Exercise data >>

PR #495, opened 2019-11-11
Bugfix: ignore not found when calling db.Has for badger

ToWorld:
## Description

Fix the process of Creating a contract account for the db of badger.

Fixes # (issue)

## Type of change

## Brief of your solution

Ignore the error of errors.New("Key not found"), it is designed for the db of badger.

## How Has This Been Tested?

Regression Test

### DIFF
--- a/xmodel/xmodel.go
+++ b/xmodel/xmodel.go
@@ -213,7 +213,8 @@ func (s *XModel) GetWithTxStatus(bucket string, key []byte) (*xmodel_pb.Versione
 		return nil, false, err
 	}
 	exists, err := s.ledger.HasTransaction(data.RefTxid)
-	if err != nil {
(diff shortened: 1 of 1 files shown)


xmodel/xmodel.go
```diff
@@ -213,7 +213,8 @@ func (s *XModel) GetWithTxStatus(bucket string, key []byte) (*xmodel_pb.Versione
 		return nil, false, err
 	}
 	exists, err := s.ledger.HasTransaction(data.RefTxid)
-	if err != nil {
+	// badger的Has底层还是调用Get接口，需要过滤掉Not found
+	if err != nil && !kvdb.ErrNotFound(err) {
```
icexin: This should be checked at kv layer, not upper layers.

Exercise objective >> Copy each line of the entries exactly.

Task answer >>
PR #495, opened 2019-11-11
Bugfix: ignore not found when calling db.Has for badger

ToWorld:
## Description

Fix the process of Creating a contract account for the db of badger.

Fixes # (issue)

## Type of change

## Brief of your solution

Ignore the error of errors.New("Key not found"), it is designed for the db of badger.

## How Has This Been Tested?

Regression Test

### DIFF
--- a/xmodel/xmodel.go
+++ b/xmodel/xmodel.go
@@ -213,7 +213,8 @@ func (s *XModel) GetWithTxStatus(bucket string, key []byte) (*xmodel_pb.Versione
 		return nil, false, err
 	}
 	exists, err := s.ledger.HasTransaction(data.RefTxid)
-	if err != nil {
(diff shortened: 1 of 1 files shown)


xmodel/xmodel.go
```diff
@@ -213,7 +213,8 @@ func (s *XModel) GetWithTxStatus(bucket string, key []byte) (*xmodel_pb.Versione
 		return nil, false, err
 	}
 	exists, err := s.ledger.HasTransaction(data.RefTxid)
-	if err != nil {
+	// badger的Has底层还是调用Get接口，需要过滤掉Not found
+	if err != nil && !kvdb.ErrNotFound(err) {
```
icexin: This should be checked at kv layer, not upper layers.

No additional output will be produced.